== Records provided ==
PR #146, opened 2026-05-16
Add temporalFooter for TemporalParquet KV_METADATA

estebanzimanyi:
temporalFooter builds the TemporalParquet footer-metadata JSON manifest for COPY ... TO '*.parquet', faithful to the ratified opaque-MEOS-WKB spec. The test covers the deterministic footer assertions and the KV_METADATA round-trip. Stacked on #134 (fix/bump-meos-pin) because current main pins a pre-MeosType MEOS that no longer compiles; base retargets to main once #134 lands. End-to-end MEOS-WKB round-trip and native-scalar sidecar pushdown coverage are deferred to a follow-up gated on the MobilityDuck binding-stability fix, since exercising many sequential MEOS calls in one process trips a pre-existing non-deterministic native crash tracked in a separate lane.

### DIFF
--- a/CMakeLists.txt
+++ b/CMakeLists.txt
@@ -94,6 +94,7 @@ set(EXTENSION_SOURCES
     src/index/rtree_index_create_physical.cpp
     src/index/rtree_index_scan.cpp
     src/index/rtree_optimize_scan.cpp
+    src/temporal/temporal_parquet.cpp
 )
 
 build_static_extension(${TARGET_NAME} ${EXTENSION_SOURCES})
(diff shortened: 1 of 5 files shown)


estebanzimanyi:
The five files in this PR (`CMakeLists.txt`, `src/include/temporal/temporal_parquet.hpp`, `src/temporal/temporal_parquet.cpp`, `src/mobilityduck_extension.cpp`, `test/sql/parquet/temporal_parquet.test`) are all delivered in **#158** (rebased onto current `main`, with the registration call already wired into `LoadInternal` and the test file already covering the round-trip). Closing as superseded — please review the consolidated content in #158.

== What you should do ==
Line count for the word "temporalFooter": tally the lines in the records that include it and give only the result.

== Result of this exercise ==
2